First, we introduce a decentralised registry through which creators can assert opt-in/out preferences for AI training. Content is embedded with provenance metadata and registered with robust fingerprints, enabling provenance tracing even after editing or manipulation. This establishes machine-readable, traceable consent specification as the foundation for downstream attribution and reward.

Building on this, we propose methods for training data provenance, attribution, and compensation in GenAI training. The Content ARCs (Authenticity, Rights, Compensation) framework defines a scalable protocol for managing rights and creator compensation. We instantiate this in a decentralised system that traces generative outputs back to the most influential training assets and executes royalty payments to contributors. Several practitioner-facing demonstrators developed in collaboration with GLAM (galleries, libraries, archives, and museums) professionals further illustrate how distributed ledgers could reshape licensing and reward in the creative economy.

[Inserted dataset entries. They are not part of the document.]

PR #12075, opened 2021-09-28
External Files info in the workspace dependency.

reddyashish:
### Purpose

External Files info in Workspace dependency.

Will be adding tests and snapshots. 

### Declarations

### Reviewers

### FYIs

### DIFF
--- a/src/DynamoCore/Graph/Workspaces/WorkspaceModel.cs
+++ b/src/DynamoCore/Graph/Workspaces/WorkspaceModel.cs
@@ -728,7 +728,7 @@ namespace Dynamo.Graph.Workspaces
         {
             get
             {
-               var nodeLocalDefinitions = new Dictionary<object, LocalDefinitionInfo>();
+               var nodeLocalDefinitions = new Dictionary<object, DependencyInfo>();
 
                 foreach (var node in Nodes)
                 {
@@ -744,7 +744,7 @@ namespace Dynamo.Graph.Workspaces
 
                             if (!nodeLocalDefinitions.ContainsKey(localDefinitionName)) 
                             {
-                                nodeLocalDefinitions[localDefinitionName] = new LocalDefinitionInfo(localDefinitionName);
+                                nodeLocalDefinitions[localDefinitionName] = new DependencyInfo(localDefinitionName);
                             }
 
                             nodeLocalDefinitions[localDefinitionName].AddDependent(node.GUID);
@@ -757,7 +757,7 @@ namespace Dynamo.Graph.Workspaces
 
                             if (!nodeLocalDefinitions.ContainsKey(localDefinitionName))
                             {
-                                nodeLocalDefinitions[localDefinitionName] = new LocalDefinitionInfo(localDefinitionName, assemblyPath);
+                                nodeLocalDefinitions[localDefinitionName] = new DependencyInfo(localDefinitionName, assemblyPath);
                             }
 
                             nodeLocalDefinitions[localDefinitionName].AddDependent(node.GUID);
@@ -784,7 +784,7 @@ namespace Dynamo.Graph.Workspaces
                     {
                         foreach (var node in dependency.Nodes)
                         {
-                            localDefinitionsDictionary[node] = dependency as LocalDefinitionInfo;
+                            localDefinitionsDictionary[node] = dependency as DependencyInfo;
                         }
                     }
                 }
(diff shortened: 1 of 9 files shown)


src/DynamoCore/Graph/Workspaces/WorkspaceModel.cs
```diff
@@ -793,8 +793,62 @@ internal List<INodeLibraryDependencyInfo> NodeLocalDefinitions
             }
         }
 
+        internal List<INodeLibraryDependencyInfo> ExternalFiles
+        {
+            get
+            {
+                var externalFiles = new Dictionary<object, DependencyInfo>();
```
mjkkirschner, line 800: just from a reusability perspective, I think it would be better to have the getter be very small and extract this to a method.

mjkkirschner:
Hey @reddyashish I'm confused by this - this only seems to handle hard coded file paths inside of codeblocks, filepaths could come from anywhere, they could be computed as part of a python script and thats why gathering them after an execution using an AST walker made sense.

If you are going to limit this feature to hard coded file paths then you should also check string nodes or other types of input nodes that could return strings.

src/DynamoCore/Graph/Workspaces/WorkspaceModel.cs
reddyashish: Yes, I will refactor this and extract it into a method.

reddyashish:
Added the case to handle the nodes that output string values, like in the example below
Screen Shot 2021-09-29 at 8 44 41 AM

The 2 cases, still not handled, are:
1) like dynamically creating the file path from multiple strings(like the example @mjkkirschner pointed out)
2) Assigning the path string to a variable in the CBN line.

src/DynamoCore/Graph/Workspaces/WorkspaceModel.cs
```diff
@@ -793,8 +793,86 @@ internal List<INodeLibraryDependencyInfo> NodeLocalDefinitions
...
+                                    externalFiles[externalFileName] = new DependencyInfo(externalFileName, path);
+                                }
+
+                                externalFiles[externalFileName].AddDependent(node.GUID);
+                                externalFiles[externalFileName].ReferenceType = ReferenceType.External;
+                            }
+                        }
+                    }
+
+                    if(node.CachedValue != null)
```
aparajit-pratap, line 834: Does this cover nodes like string node, file path node etc.?

reddyashish: Yes, it covers these nodes.

src/WorkspaceDependencyViewExtension/WorkspaceDependencyView.xaml.cs
```diff
@@ -333,14 +347,31 @@ public void Dispose()
...
 
         private void Refresh_MouseLeftButtonDown(object sender, System.Windows.Input.MouseButtonEventArgs e)
         {
             DependencyRegen(currentWorkspace);
         }
+
+        /// <summary>
+        /// Computes the file size from the path.
+        /// </summary>
+        private string GetFileSize(string path)
```
QilongTang, line 364: This can probably be moved to `DynamoUtilities` project -> File Path helper

reddyashish: Yes, will move this in the next commit.

src/DynamoCore/Graph/Workspaces/WorkspaceModel.cs
```diff
@@ -753,15 +753,21 @@ internal List<INodeLibraryDependencyInfo> NodeLocalDefinitions
                         else if (node is DSFunctionBase functionNode)
                         {
                             string assemblyPath = functionNode.Controller.Definition.Assembly;
-                            localDefinitionName = Path.GetFileName(assemblyPath);
+                            var directoryName = Path.GetDirectoryName(assemblyPath);
 
-                            if (!nodeLocalDefinitions.ContainsKey(localDefinitionName))
+                            // For the local definition reference, the assembly directory exists on disc.
+                            if (!directoryName.Equals("") && Directory.Exists(directoryName))
```
QilongTang, line 759: Let's use String.Empty when it applies

src/WorkspaceDependencyViewExtension/WorkspaceDependencyView.xaml.cs
```diff
@@ -455,19 +472,19 @@ public ImageSource Icon
     }
 
     /// <summary>
-    /// Represents information about a local dependency as a row in the dependency table
+    /// Represents information about a dependency as a row in the dependency table
     /// </summary>
-    public class LocalDefinitionRow
+    public class DependencyRow
```
QilongTang, line 477: I think this is API breaking but should be fine since we did ask folks to not depending on our UI and extension APIs? @reddyashish @mjkkirschner

reddyashish: This class was added after 2.12 release. It wouldn't affect users using the daily builds, right?

QilongTang: @reddyashish I see, then it should be fine. Thanks!

src/DynamoCore/Graph/Workspaces/WorkspaceModel.cs
```diff
@@ -793,8 +799,83 @@ internal List<INodeLibraryDependencyInfo> NodeLocalDefinitions
...
+            }
+        }
+
+        private List<INodeLibraryDependencyInfo> GetExternalFiles()
+        {
+            var externalFiles = new Dictionary<object, DependencyInfo>();
+
+            // Computes the external file references if the Workspace Model is a HomeWorkspaceModel.
+            // The workspace should be executed for the external references to be computed because the node output port values are needed.
+            if (this is HomeWorkspaceModel homeWorkspaceModel)
```
QilongTang, line 831: Can you work with @Jingyi-Wen for a way to show indication about this limitation? Unless it is already implemented

src/DynamoCore/Graph/Workspaces/WorkspaceModel.cs
```diff
@@ -793,8 +799,83 @@ internal List<INodeLibraryDependencyInfo> NodeLocalDefinitions
...
+                    foreach (var port in node.OutPorts)
+                    {
+                        var id = node.GetAstIdentifierForOutputIndex(port.Index).Name;
+                        var mirror = homeWorkspaceModel.EngineController.GetMirror(id);
+                        var data = mirror?.GetData().Data;
+
+                        if (data is string dataString)
+                        {
+                            // If the value exists on disk
+                            if (File.Exists(data.ToString()))
```
QilongTang, line 847: Can you check if there is a quicker way to check for path string before making system calls? I suspect this may introduce performance issue with large graph. If there is no good way, should we check for string including `\` as a first path?

src/DynamoCore/Graph/Workspaces/WorkspaceModel.cs
```diff
@@ -793,8 +799,83 @@ internal List<INodeLibraryDependencyInfo> NodeLocalDefinitions
...
+            // Computes the external file references if the Workspace Model is a HomeWorkspaceModel.
+            // The workspace should be executed for the external references to be computed because the node output port values are needed.
+            if (this is HomeWorkspaceModel homeWorkspaceModel)
+            {
+                foreach (var node in nodes)
+                {
+                    externalFilesDictionary.TryGetValue(node.GUID, out var serializedDependencyInfo);
+
+                    // Check for the file path string value at each of the output ports of all nodes in the workspace. 
+                    foreach (var port in node.OutPorts)
```
QilongTang, line 838: Thought you mention this implementation come with some limitation on CBN, is that still the case?

src/DynamoCore/Graph/Workspaces/WorkspaceModel.cs
reddyashish: Yes, will look into it. Also @Jingyi-Wen Do we have any icons for the external file references?

src/DynamoCore/Graph/Workspaces/WorkspaceModel.cs
mjkkirschner: have you looked at FileInfo constructor instead? 
https://stackoverflow.com/questions/3067479/determine-via-c-sharp-whether-a-string-is-a-valid-file-path

reddyashish:
@QilongTang We can do that in a followup PR once it we have a final confirmation.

Further, GenAI models are prone to memorising training data and reproducing it at generation time, a phenomenon that is particularly problematic for copyrighted creative works, where such regurgitation undermines both creator rights and data privacy. To address this challenge, we present a decentralised federated learning protocol for diffusion models that reduces training data memorisation using a novel sample-based metric integrated into the protocol to detect and discourage memorisation. Complementing this, we develop a framework for end-to-end cryptographically verifiable AI pipelines using zero-knowledge proofs to enable trustless, privacy-preserving audits.

Finally, we explore privacy-preserving natural language search across decentralised content repositories using encrypted queries for similarity search at scale. In this way, decentralisation supports discovery and access to creative content, completing a holistic body of work for a fairer, more transparent GenAI ecosystem and creative economy.